PR #2509, opened 2019-04-10
Add pass to legalize OpVectorShuffle for WebGPU

### LINKED ISSUE #2349: WebGPU transform: Replace 0xFFFFFFFF literal on OpVectorShuffle by a 0 literal
The WebGPU usage of SPIR-V bans component literal 0xFFFFFFFF.   SPIR-V core spec says that in the 0xFFFFFFFF case the selected value is an undef.  So it should be fine to pretend that we had been given literal 0 instead.

zoddicus:
In WebGPU, the component operand 0xFFFFFFFF is forbidden, but in
Vulkan it is used to indicate a value is undefined. When converting to
WebGPU, 0xFFFFFFFF needs to converted to a legal value, though the
specific one does not matter, since it was used to indicate an
undefined entry in the original code. Choosing to use 0, since the
operands are required to be on [0, N-1], so 0 is guaranteed to always
be valid.

Fixes #2349

### DIFF
--- a/source/opt/legalize_vector_shuffle_pass.cpp
+++ b/source/opt/legalize_vector_shuffle_pass.cpp
@@ -21,7 +21,7 @@ namespace opt {
 
 Pass::Status LegalizeVectorShufflePass::Process() {
   bool changed = false;
-  context()->module()->ForEachInst([this, &changed](Instruction* inst) {
+  context()->module()->ForEachInst([&changed](Instruction* inst) {
     if (inst->opcode() != SpvOpVectorShuffle) return;
 
     bool inner_changed = false;
@@ -32,9 +32,6 @@ Pass::Status LegalizeVectorShufflePass::Process() {
       inner_changed = true;
       inst->SetInOperand(idx, {0});
     }
-
-    if (!inner_changed) return;
-    context()->UpdateDefUse(inst);
   });
 
   return changed ? Status::SuccessWithChange : Status::SuccessWithoutChange;
--- a/source/opt/legalize_vector_shuffle_pass.cpp
+++ b/source/opt/legalize_vector_shuffle_pass.cpp
@@ -1,0 +1,44 @@
+// Copyright (c) 2019 Google Inc.
+//
+// Licensed under the Apache License, Version 2.0 (the "License");
+// you may not use this file except in compliance with the License.
+// You may obtain a copy of the License at
+//
+//     http://www.apache.org/licenses/LICENSE-2.0
+//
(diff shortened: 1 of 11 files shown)


source/opt/legalize_vector_shuffle_pass.cpp
```diff
@@ -0,0 +1,44 @@
...
+    for (uint32_t idx = 2; idx < inst->NumInOperands(); ++idx) {
+      auto literal = inst->GetSingleWordInOperand(idx);
+      if (literal != 0xFFFFFFFF) continue;
+      changed = true;
+      inner_changed = true;
+      inst->SetInOperand(idx, {0});
+    }
+
+    if (!inner_changed) return;
+    context()->UpdateDefUse(inst);
```
s-perron: Since you are only  changing the literals, you do not need to do this.  As long as ids don't change, the def-use manager does not need to be updated.

source/opt/legalize_vector_shuffle_pass.h
```diff
@@ -0,0 +1,53 @@
...
+#include "source/opt/module.h"
+#include "source/opt/pass.h"
+
+namespace spvtools {
+namespace opt {
+
+// Converts any usages of 0xFFFFFFFF for the literals in OpVectorShuffle to a
+// literal 0. This is needed because using OxFFFFFFFF is forbidden by the WebGPU
+// spec. 0xFFFFFFFF in the main spec indicates that the result for this
+// component has not source, thus is undefined. Since this is undefined
```
s-perron: s/has not source/has no source/

source/opt/legalize_vector_shuffle_pass.h
```diff
@@ -0,0 +1,53 @@
...
+// behaviour we are free to use that value 0.
```
s-perron: s/use that value 0/use 0

source/opt/legalize_vector_shuffle_pass.cpp
zoddicus: Done

source/opt/legalize_vector_shuffle_pass.h
zoddicus: Done

source/opt/legalize_vector_shuffle_pass.h
zoddicus: Done

s-perron:
Sounds like a good plan.

zoddicus:
Created #2511 and #2512 to track optimize after all of the passes are implemented.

#####

▸ **What to work on**: For the material above, reproduce exactly the lines from the line with "Fixes #2349" to the line with "bool changed = false;", inclusive, and exclude all others.

▸ **Solution for this problem**:
Fixes #2349

### DIFF
--- a/source/opt/legalize_vector_shuffle_pass.cpp
+++ b/source/opt/legalize_vector_shuffle_pass.cpp
@@ -21,7 +21,7 @@ namespace opt {
 
 Pass::Status LegalizeVectorShufflePass::Process() {
   bool changed = false;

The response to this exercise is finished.